Question

If \(|\vec{a}+\vec{b}|=|\vec{a}-\vec{b}|\) then

• A. \(\vec{a}\) and \(\vec{b}\) are coincident.
• B. \(\vec{a}\) and \(\vec{b}\) are prependicular.
• C. Inclined to each other at 60°.
• D. \(\vec{a}\) and \(\vec{b}\) are parallel.

Hint:

To determine whether two vectors are perpendicular, check if their dot product is zero. The dot product \( \vec{a} \cdot \vec{b} = 0 \) implies that the vectors \( \vec{a} \) and \( \vec{b} \) are perpendicular.

Answer 1

The Correct Option is B

The correct answer is: (B): \(\vec{a}\) and \(\vec{b}\) are perpendicular.

We are given that:

\( |\vec{a} + \vec{b}| = |\vec{a} - \vec{b}| \)

Step 1: Square both sides

We begin by squaring both sides of the equation to eliminate the magnitudes:

\( |\vec{a} + \vec{b}|^2 = |\vec{a} - \vec{b}|^2 \)

Step 2: Expand both sides

Now, expand both sides using the formula for the square of the magnitude of a vector, \( |\vec{u}|^2 = \vec{u} \cdot \vec{u} \):

\( (\vec{a} + \vec{b}) \cdot (\vec{a} + \vec{b}) = (\vec{a} - \vec{b}) \cdot (\vec{a} - \vec{b}) \)

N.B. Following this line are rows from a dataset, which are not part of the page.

PR #3928, opened 2026-06-23
Dev-stamp the standalone CLI version in nightly builds

bcotrim:
## Related issues

- Related to [STU-1772](https://linear.app/a8c/issue/STU-1772) — the standalone CLI update workflow depends on this.

## How AI was used in this PR

Caught during real-world testing: installing a published nightly CLI showed `studio --version` → `1.11.0`, even though the Apps CDN publishes that same nightly as `1.12.0-dev103`. Traced it to `prepare-dev-build-version.mjs` dev-stamping only `apps/studio/package.json`. I reviewed the change myself.

## Proposed Changes

`prepare-dev-build-version.mjs` rewrites the version to the `X.(Y+1).0-devN` dev form for nightly/dev builds — but only for the desktop app (`apps/studio/package.json`). The standalone CLI (`apps/cli/package.json`) was left at the static base version, so its baked `__STUDIO_CLI_VERSION__` (what `studio --version` reports) didn't match the version the bundle is actually published under on the CDN.

This stamps `apps/cli/package.json` with the same dev version. After it:
- `studio --version` on a nightly reports its real version (e.g. `1.12.0-dev103`) instead of a static, meaningless `1.11.0`.
- It unblocks the standalone CLI update notifier (STU-1772): the CLI derives its update channel from its own version (`-devN` → nightly), so it needs the real dev version baked in to check the right channel. Without this, a nightly install looks like "production" to the update endpoint and never sees nightly updates.

## Testing Instructions

```sh
GITHUB_SHA=$(git rev-parse HEAD) node ./scripts/prepare-dev-build-version.mjs
grep '"version"' apps/studio/package.json apps/cli/package.json
# → both show the same X.(Y+1).0-devN (e.g. 1.12.0-dev103), matching the CDN-published nightly
git checkout -- apps/studio/package.json apps/cli/package.json   # revert the local mutation
```

The CLI build (`cli:bundle`) runs after this script in the build pipelines, so the bundle bakes the stamped version.

## Pre-merge Checklist

- [x] Have you checked for TypeScript, React or other console errors? — build script only; ran it and verified both files stamp to the same dev version.

### DIFF
--- a/scripts/prepare-dev-build-version.mjs
+++ b/scripts/prepare-dev-build-version.mjs
@@ -20,7 +20,9 @@ if ( ! commitCount && commitCount !== 0 ) {
 // Build a dev version targeting the next minor release (major.(minor+1).0-devN) from a base
 // version, so trunk builds sort above any stable or beta of that base. Strips a leading 'v'.
 function toDevVersion( baseVersion, source ) {
-	const parsed = semver.parse( baseVersion.startsWith( 'v' ) ? baseVersion.slice( 1 ) : baseVersion );
+	const parsed = semver.parse(
+		baseVersion.startsWith( 'v' ) ? baseVersion.slice( 1 ) : baseVersion
+	);
 	if ( ! parsed ) {
 		throw new Error( `Invalid version in ${ source }: ${ baseVersion }` );
 	}
--- a/scripts/prepare-dev-build-version.mjs
+++ b/scripts/prepare-dev-build-version.mjs
@@ -17,27 +17,26 @@ if ( ! commitCount && commitCount !== 0 ) {
 	throw new Error( 'Missing commit count' );
 }
 
-// Use version from latestTag (strip leading 'v' if present)
-const tagVersion = latestTag.startsWith( 'v' ) ? latestTag.slice( 1 ) : latestTag;
-const parsedVersion = semver.parse( tagVersion );
-if ( ! parsedVersion ) {
-	throw new Error( `Invalid version in latestTag: ${ latestTag }` );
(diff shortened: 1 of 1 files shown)


scripts/prepare-dev-build-version.mjs
```diff
@@ -32,3 +32,12 @@ packageJson.version = devVersion;
...
 const packageJsonPath = path.resolve( 'apps', 'studio', 'package.json' );
 await fs.writeFile( packageJsonPath, JSON.stringify( packageJson, null, '\t' ) + '\n' );
+
+// Also stamp the standalone Studio CLI so its baked `__STUDIO_CLI_VERSION__` matches this dev
+// build. The CLI's version drives its update channel (a `-devN` version → nightly), so without
+// this a nightly bundle reports the static base version, looks like production to the update
+// endpoint, and never sees nightly updates.
+const cliPackageJsonPath = path.resolve( 'apps', 'cli', 'package.json' );
+const cliPackageJson = JSON.parse( await fs.readFile( cliPackageJsonPath, 'utf8' ) );
+cliPackageJson.version = devVersion;
```
fredrikekelund: There's no guarantee that the `apps/cli` version is the same as the `apps/studio` version. 

Let's read the current version from `apps/cli/package.json` and add to it the same way we do with the version from `apps/studio/package.json`

fredrikekelund: I realize that this may not have been that big a concern given our versioning strategy (CLI-only releases are allowed to bump the patch version, and app releases always bump the minor version). Still, it makes sense for the code to be resilient

fredrikekelund (approved):
LGTM 👍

Expanding both sides gives:

\( \vec{a} \cdot \vec{a} + 2\vec{a} \cdot \vec{b} + \vec{b} \cdot \vec{b} = \vec{a} \cdot \vec{a} - 2\vec{a} \cdot \vec{b} + \vec{b} \cdot \vec{b} \)

Step 3: Simplify the equation

Canceling the common terms \( \vec{a} \cdot \vec{a} \) and \( \vec{b} \cdot \vec{b} \) from both sides, we are left with:

\( 2\vec{a} \cdot \vec{b} = -2\vec{a} \cdot \vec{b} \)

Step 4: Solve for \( \vec{a} \cdot \vec{b} \)

By simplifying this, we get:

\( 4\vec{a} \cdot \vec{b} = 0 \)

This implies:

\( \vec{a} \cdot \vec{b} = 0 \)

Conclusion:
The dot product of \( \vec{a} \) and \( \vec{b} \) is zero, which means that the vectors \( \vec{a} \) and \( \vec{b} \) are perpendicular.